While the exact error rate varies based on different

assumptions, the values below use run-of-the-mill assumptions……….

Regards

Jim Frost says

Hi Madhav,

Yes, that would be the correct way interpret a p-value of 0.07.

As for the error rate based on run of the mill assumptions, I don’t know for sure. I don’t have the article handy. But, I’d guess around 30%. However, it really depends on the prevalence of true effects. That’s essentially the overall probability of the alternative being true at the beginning of your study. And, that’s hard to say, but you can look at the significance of similar studies. But, you’d need to know how many were significant and not significant. Usually, we only hear about the significant studies. Bayesian statistics uses that approach. If your p-value is 0.07 but the alternative hypothesis is unlikely, the error rate could be much higher. So, take it with a grain of salt. The key point is that a p-value of near 0.05 (plus a little bit or minus a little bit) really is not strong evidence. 0.07 is a bit weaker. You really shouldn’t try to take it much further than that.

Jae Kim says

Hi

Interesting conversations on the choice of significance level.

May I introduce my paper: Choosing the level of significance: decision theoretic approach

https://onlinelibrary.wiley.com/doi/abs/10.1111/abac.12172

https://papers.ssrn.com/sol3/papers.cfm?abstract_id=2652773

I also have R package OptSig, freely available from

https://cran.r-project.org/web/packages/OptSig/index.html

You may choose 1%, 5% or 10% level based on risk and power, but these levels have no theoretical justification at all and still completely arbitrary. My paper proposes that the optimal level be obtained by minimizing expected loss.

Jerry says

When you say changing your alpha from .05 to .10 decreases the required evidence, that is literally true. It decreases the sample size required in order to detect the difference as significant; and/or increases the power of the study to detect this difference as statistically significant. I like to think in terms of all three: power, alpha, and sample size related to your effect size. The free software G*Power does a good job of determining these. That software also lets you graph, for example, statistical power as a function of sample size, but it isn’t always a smooth plot even though the axes are continuously and evenly scaled. For some statistical tests, that line is jerky. I think it has something to do with the shape of the distribution curve of something used in the calculation, but I’m embarrassed to say that I can’t recall what that is.

Vishnu Vinjamuri says

Hi Jim,

If the concept of choosing the confidence level flexibly is integrated into six sigma, that will be even better and will lead to higher refinement of the outcome.
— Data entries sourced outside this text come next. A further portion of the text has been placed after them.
PR #2976, opened 2021-05-13
[fix] emby: login and list matching

soloam:
### Motivation for changes:

Fixes login and list matching

### Detailed changes:
- The login was not renewing when token changed, fixed
- The list was not matching correctly episodes in some cases, added a new matching

### DIFF
--- a/flexget/components/emby/api_emby.py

Hope I am thinking in the right direction.

Stan Alekman says

I consider “detectable difference” when designing a hypothesis study for inference.
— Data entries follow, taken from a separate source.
PR #2979, opened 2021-05-14
[add] INPUT piratebay_list

trananhtuan:
### Motivation for changes:
Enable discovery of fresh and trending torrents from ThePirateBay using its API

```
piratebay_list:
  url: https://apibay.org
  category: HD - Movies
  list: top
  rank: all

OR:

piratebay_list:
  category: HD - Movies
```
#### To Do:

- Add docs.


soloam:
The first thing that occurs to me, even before looking at the code, is that we should not name it *_list.... This will make confusion with the managed lists... This looks like a from.

Tks

PR #3743, opened 2023-04-18
Cross build docker images for more arch

maxcanna:
### Detailed changes:
- 

- Fixes # .

```
paste_config_here
```
```
paste output here
```
#### To Do:

- [ ] Stuff..

### DIFF
--- a/Dockerfile
+++ b/Dockerfile
@@ -7,6 +7,7 @@ RUN apk add --no-cache --upgrade \
         build-base \
         libffi-dev \
         openssl-dev \
+        git \
         cargo \
         rust \
         unzip && \


trim21:
it failed in these lines:


https://github.com/Flexget/Flexget/blob/bf0fd6d311f66fd89f7490a3682f1ce8de43a48f/Dockerfile#L17-L18

You will need a cross arch way to bundle-webui

maxcanna:
@trim21 It's working now. Perhaps I'm too naive here but wouldn't something like this:

https://github.com/maxcanna/dockerfiles/blob/master/flexget/Dockerfile

suffice?

maxcanna:
@trim21 any updates on this? I saw #3748 but perhaps we can go with this in the meantime. Wdyt?

trim21:
I don't have write permission, you need to ask @gazpachoking

gazpachoking:
Seems good to me. We could probably split our `dev` requirements group into `dev` and `release` (to eliminate the ruff install, and the need for cargo here) but that could come in a separate PR. LGTM, thanks!

gazpachoking:
@maxcanna Which platforms were you actually needing? I pulled some out that were harder to support due to lack of prebuilt wheels on pypi. Left arm64 in there other than the default amd64.

maxcanna:
@gazpachoking I need `linux/arm/v7` in order to be able to run it on raspberry PI on 32 bit OS. Thank you for taking this into account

If p is greater than 0.10, any difference has been overwhelmed by the noise.

If p is smaller than 0.10, there is a potential difference.
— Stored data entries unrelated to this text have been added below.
PR #3750, opened 2023-04-28
Add template filter to parse human-readable file size to bytes

mnixry:
### Motivation for changes:

Some of the plugin, for example `rss` does not produce the `torrent_size` entry field, but for some sites, it actually contains human-readable size like `114.5MB`, `14GB`, or `1.91TB` in the torrent title.
In some cases, we need to filter out the torrents that are larger or smaller than we expected size. In this case, a filter to parse human-readable string to actual bytes number is necessary.

### Detailed changes:
- Added a jinja filter `parse_size`  to support parse the string like `114.5GB` to `122943438848` bytes int

```yaml
tasks:
  download_filtered_size:
    rss: https://example.com/?token=xxxx
    accept_all: yes
    no_entries_ok: yes
    if: # rejects torrents size which are larger than 100GB
      - "title|re_search('\d+(\.\d+)?\s*\w+B')|parse_size > 100 * (1024**3)": reject
```

#### To Do:

Current PR is a proof of concept, if you have any ideas about it, welcome comment.

- [ ] tests
- [ ] document

### DIFF
--- a/flexget/utils/template.py
+++ b/flexget/utils/template.py
@@ -187,7 +187,9 @@ def filter_get_year(name: str) -> str:
     return split_title_year(name).year
 
 
-def filter_parse_size(val: str, match_re: Optional[str] = None, si: bool = False) -> int:
+def filter_parse_size(
+    val: str, match_re: Optional[str] = None, si: bool = False, case: bool = True
+) -> int:
     """Parse human-readable file size to bytes"""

If p is smaller than 0.01, there is a detectable difference that will convince a skeptic.

Jim Frost says

Hi Stan,

As always, it’s great to hear from you!

In terms of p-values and the strength of the evidence they represent against the null hypothesis, I generally agree with your summary.

Personally, I consider p-values around 0.05 to represent a potential difference. The strength of evidence from a single study near 0.05 isn’t particularly strong by itself–but it probably warrants follow up. That’s based on simulation studies, which I discuss towards the end of my post about interpreting p-values and a different post about an empirical reproducibility study.

I agree that for p-values less than 0.01, the evidence is getting stronger. While a very low p-value doesn’t guarantee that the effect size is practically significant, it is pretty strong evidence.

Ratnadeep Sharma says

I think there is something wrong in the Type 2 error. Rejecting a true null hypothesis is type 1 error will be a better explanation. Correct me if i am wrong.

Jim Frost says

Hi Ratnadeep, Yes, you’re entirely correct! Thanks for pointing that out. I accidentally flipped the numbers around. I’ve made the correction.